SPONSORED

DASHプロトコル(だっしゅぷろとこる)

最終更新:2026/4/27

DASHプロトコルは、HTTP経由でストリーミングコンテンツを配信するためのアダプティブビットレートストリーミング技術である。

別名・同義語 アダプティブストリーミングHTTPライブストリーミング

ポイント

DASHは、様々なデバイスやネットワーク環境に適応し、高品質なビデオ体験を提供する目的で設計されたオープンスタンダードである。

DASHプロトコルの概要

DASH(Dynamic Adaptive Streaming over HTTP)は、MPEG(Moving Picture Experts Group)によって標準化されたアダプティブビットレートストリーミング技術です。
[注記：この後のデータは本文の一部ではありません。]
PR #21, opened 2014-09-15
Detailed Service Worker registration example.

jeffposnick:
@jakearchibald @KenjiBaheux

This sample takes things a step further by attempting to illustrate aspects of a Service Worker registration:
- Whether SW is available
- Whether the current page is already controlled by a SW
- Whether the current registration attempt represents the `installing`, `waiting`, or `active` SW
- The state transitions of the SW associated with the current registration

You can view a live demo at https://rawgit.com/jeffposnick/samples/sw-registration-events/service-worker/registration-events/index.html


service-worker/registration-events/index.html
```diff
@@ -0,0 +1,163 @@
...
+    navigator.serviceWorker.register('service-worker.js', { scope: './' }).then(
+      function(registration) {
+        // At this point, registration has taken place.
+        // The Service Worker will not handle requests until this page and any
+        // other instances of this page (in other tabs, etc.) have been
+        // closed/reloaded.
+        document.querySelector('#register').textContent = 'succeeded';
+
+        var serviceWorker;
+        if (registration.installing) {
```
jeffposnick: Is this the correct way to get the SW associated with the current registration? Is it safe to assume that the current registration corresponds to exactly one of `.installing`, `.waiting.`, or `.active`, in that order?

service-worker/registration-events/index.html
```diff
@@ -0,0 +1,168 @@
...
+
+  <link rel="icon" href="../../images/favicon.ico">
+
+  <link rel="stylesheet" href="../../styles/main.css">
+</head>
+
+<body>
+<h1>Service Worker Sample: Detailed Registration</h1>
+
+<p>Available in <a href="http://www.chromestatus.com/feature/6561526227927040">Chrome 39+</a></p>
```
KenjiBaheux: @jeffposnick 
"Available" might be confusing, perhaps change it to:
 Available behind the experimental web platform features flag in Chrome 39+ (<a href="http://www.chromium.org/blink/serviceworker/getting-started">learn more</a>).

service-worker/registration-events/index.html
```diff
@@ -0,0 +1,168 @@
...
+
+<!-- // [START code-block] -->
+<div class="output">
+  <h2>Service Worker Availability</h2>
+  <p>
+    Service Workers <strong id="availability"></strong> available in your browser.
+    <em>(Whether <code>'serviceWorker' in navigator</code>.)</em>
+  </p>
+
+  <h2>Is This Page Controlled?</h2>
```
KenjiBaheux: Perhaps, make this more explicit? =>
`<h2>Is This Page Controlled by a Service Worker?</h2>`

service-worker/registration-events/index.html
```diff
@@ -0,0 +1,168 @@
...
+
+<body>
+<h1>Service Worker Sample: Detailed Registration</h1>
+
+<p>Available in <a href="http://www.chromestatus.com/feature/6561526227927040">Chrome 39+</a></p>
+
+<p>
+  This sample provides some insight into the events involved in a typical Service Worker registration.
+  The script <code>service-worker.js</code> is registered to handle the URL scope <code>./</code>.
+  It is "safe" to register the same script multiple times, so it's not necessary to check for a
```
KenjiBaheux: @jeffposnick 
navigator.serviceWorker.getRegistration has been implemented recently in Chrome canary (39).

It's still true that it is safe to call register with the same script and scope multiple times but should we advertise the more natural way of doing things instead (i.e. getRegistration, register if undefined)?

The advantage of checking with getRegistration first is that if there are no Service worker registered then you don't inadvertently register one prematurely: you can do other things before eventually deciding to register one.

/cc @jakearchibald

service-worker/registration-events/index.html
```diff
@@ -0,0 +1,168 @@
...
+  </p>
+  <p>
+    The current registration represents the <strong id="kind"></strong> Service Worker.
+    <em>
+      (Whether <code>registration.installing</code>, <code>registration.waiting</code>,
+      or <code>registration.active</code> is set.)
+    </em>
+  </p>
+  <p>
+    <em>Tip:</em> Try reloading this page to activate an installing/waiting Service Worker and
```
KenjiBaheux: @jeffposnick 
This is a bit tricky. See Jake's [blog post](http://jakearchibald.com/2014/using-serviceworker-today/) "in practice section".

To be safe, I think that we should rewrite this:
- With a newly registered Service Worker in the activated state, try reloading the page to have it start controlling the page. You can also reload ...

And perhaps add the following note:
- With a updated Service Worker in the installed state, try closing and re-opening the tab to have the newer Service Worker start controlling the page. Alternatively, use shift + reload followed by reload.

cc/ @jakearchibald

service-worker/registration-events/index.html
KenjiBaheux: This might need to be changed slightly if we go for getRegistration first then register if needed.

If I'm not mistaken, depending on the circumstances, there can be one of each (one .installing, one .waiting, one active). For instance, when you register again with an updated script, you'll have installing (new SW) and active (old SW) and then waiting (new SW) and active (old SW).

That being said, checking for installing, waiting and active in that order should give you the most recent SW.

cc/ @jakearchibald : I might be a bit fuzzy here, help appreciated.

service-worker/registration-events/service-worker.js
```diff
@@ -0,0 +1,20 @@
+// In Chrome, you can view these log messages and many more useful pieces of
+// debugging info at chrome://serviceworker-internals
+
+self.addEventListener('install', function(e) {
+  // This event will be fired once when this version of the script is first registered for
+  // a given URL scope.
+  // It's an opportunity to initialize caches and prefetch data, if desired.
+  console.log('Install event:', e);
```
KenjiBaheux, line 12: We should call out the fact that you shouldn't do anything that may disrupt an existing Service Worker already controlling the page.

Should we introduce waitUntil here?

cc/ @jakearchibald

service-worker/registration-events/service-worker.js
```diff
@@ -0,0 +1,20 @@
...
+});
+
+self.addEventListener('activate', function(e) {
+  // This event will be fired once when this version of the script is first registered for
+  // a given URL scope.
+  // It's an opportunity to clean up any stale data that might be left behind in self.caches
+  // by an older version of this script.
```
KenjiBaheux, line 19: From Jake's blog post, we should call out the fact that ops here might delay the page load and resources. So, the idea is to do as much as possible during the oninstall phase where there isn't such issue.

KenjiBaheux:
@jeffposnick Sorry for the late reply, I made a few comments.

jeffposnick:
Thanks for the detailed comments, @KenjiBaheux. Since Chrome's implementation is changing so quickly, the "late reply" just means that I have a chance to sync up on the most recent changes (`getRegistration()` going live, etc.).

I'll push out some revisions.

service-worker/registration-events/index.html
jeffposnick: I'm going to leave as-is, as I haven't seen anything in the public issue tracker discussion indicating that `getRegistration()` followed by a conditional `register()` is the One True Pattern.

Happy to switch if I've missed the latest recommendation.

service-worker/registration-events/index.html
jeffposnick: I've switched it to Chrome 40+.

service-worker/registration-events/index.html
jeffposnick: Done.

service-worker/registration-events/index.html
jeffposnick: See previous: https://github.com/GoogleChrome/samples/pull/21#discussion_r19172434

service-worker/registration-events/index.html
jeffposnick: I've changed the first part.

I'm hesitant to include the second bit here, since it's not possible (AFAIK) to trigger a SW update the way the example is set up, so it's not something that the user can try out for themselves.

I think it will make sense to put together a separate sample in which it's easy to trigger SW updates and covering update-specific material there—like this trick, and like an example of clearing out old data in the `onactivate` handler.

service-worker/registration-events/service-worker.js
jeffposnick, line 12: Added something about that.

service-worker/registration-events/service-worker.js
jeffposnick, line 19: Done.

jeffposnick:
@KenjiBaheux @jakearchibald Here are the overdue updates.

The code seems to be working as of Chrome 40.0.2196.0.

jeffposnick:
Also looping in @slightlyoff in case he has any feedback before this gets merged.

service-worker/registration-events/index.html
```diff
@@ -0,0 +1,169 @@
...
+    var liElement = document.createElement('li');
+    liElement.textContent = state;
+    document.querySelector('#states').appendChild(liElement);
+  }
+
+  if ('serviceWorker' in navigator) {
+    // The current browser supports Service Workers.
+    document.querySelector('#availability').innerText = 'are';
+
+    // navigator.serviceWorker.controlled iff there is currently a Service Worker handling
```
dominiccooney: How does this stuff localize? Would it be better to have a table with label: value where the value changes?

service-worker/registration-events/index.html
dominiccooney: Kenji's understanding is right. The registration is really the association between a scope and a number of Service Workers that move through it over time. You can have installing, waiting and active all refer to different ServiceWorker objects simultaneously.

jakearchibald:
LGTM

jeffposnick:
Thanks for the reviews, all.

PR #188, opened 2018-09-05
Dashboard/projects translations

Wardormeur:


src/projects/service.js
```diff
@@ -1,7 +1,12 @@
 import Vue from 'vue';
 
 const ProjectsService = {
-  list: params => Vue.http.get(`${Vue.config.projectsUrlBase}/api/v1/en/projects`, { params }),
+  list: (language, params) => {
+    // Note : this is a patch due to /projects non-consistent language
+    // eslint-disable-next-line no-unused-vars
```
DanielBrierton: This doesn't seem necessary..?

Wardormeur: Well, the linter was complaining about lang not being used :/

Wardormeur:
Aaaand linter failed. My bad, will fix asap

src/projects/service.js
DanielBrierton: But, like... It is used. Also, conflicts! 😄

Wardormeur: Will have another look at it while solving the conflict, but pretty sure I had the same reaction than you did

DanielBrierton:
Cypress tests seem a little flakey... 😕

従来のプロトコルと比較して、HTTPインフラストラクチャを最大限に活用し、ファイアウォールプロキシサーバーとの互換性を高めることを目的としています。

DASHの動作原理

DASHでは、ビデオコンテンツを複数のビットレートでエンコードし、それぞれを短いセグメント(通常数秒)に分割してHTTPサーバーに保存します。クライアントは、ネットワーク状況やデバイスの性能に応じて、最適なビットレートのセグメントを動的に選択してダウンロードします。これにより、ネットワーク環境の変化に柔軟に対応し、スムーズな再生を実現します。

DASHの構成要素

DASHシステムは、主に以下の要素で構成されます。

  • メディアプレゼンテーション記述(MPD): ストリーミングコンテンツに関するメタデータ(ビットレート、セグメント情報など)を記述したXMLファイル。
  • セグメント: ビデオおよびオーディオの短い断片。
  • クライアント: MPDを解析し、最適なセグメントをダウンロードして再生するアプリケーション。

DASHの利点

DASHには、以下のような利点があります。

  • アダプティブビットレート: ネットワーク状況に応じてビットレートを調整し、スムーズな再生を実現。
  • HTTPベース: 既存のHTTPインフラストラクチャを活用できるため、導入コストを抑えることができる。
  • オープンスタンダード: MPEGによって標準化されているため、様々なベンダーの製品との互換性が高い。
  • 多様なコーデックのサポート: H.264、H.265(HEVC)、AV1など、様々なビデオコーデックをサポート。

DASHの応用例

DASHは、ビデオオンデマンド(VOD)サービス、ライブストリーミング、IPTVなど、様々な分野で利用されています。特に、Netflix、YouTube、Huluなどの大手ストリーミングサービスでは、DASHが広く採用されています。